Task brief: Only the lines with "jedp" in them need to be copied from the listing.

Dataset entries:
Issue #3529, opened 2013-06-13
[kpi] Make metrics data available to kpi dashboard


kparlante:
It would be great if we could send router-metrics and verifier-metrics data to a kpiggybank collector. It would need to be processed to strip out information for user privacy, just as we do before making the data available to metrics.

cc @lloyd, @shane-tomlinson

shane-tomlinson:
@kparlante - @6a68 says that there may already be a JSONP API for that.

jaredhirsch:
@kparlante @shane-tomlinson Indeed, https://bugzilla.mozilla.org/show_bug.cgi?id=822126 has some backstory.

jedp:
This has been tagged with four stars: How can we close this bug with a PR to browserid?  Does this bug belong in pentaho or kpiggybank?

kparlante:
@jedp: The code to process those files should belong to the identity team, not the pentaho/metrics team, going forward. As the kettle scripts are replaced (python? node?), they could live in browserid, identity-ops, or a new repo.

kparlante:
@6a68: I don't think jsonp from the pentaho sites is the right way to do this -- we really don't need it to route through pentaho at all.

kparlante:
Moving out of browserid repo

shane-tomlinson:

Answer:
jedp:
@jedp: The code to process those files should belong to the identity team, not the pentaho/metrics team, going forward. As the kettle scripts are replaced (python? node?), they could live in browserid, identity-ops, or a new repo.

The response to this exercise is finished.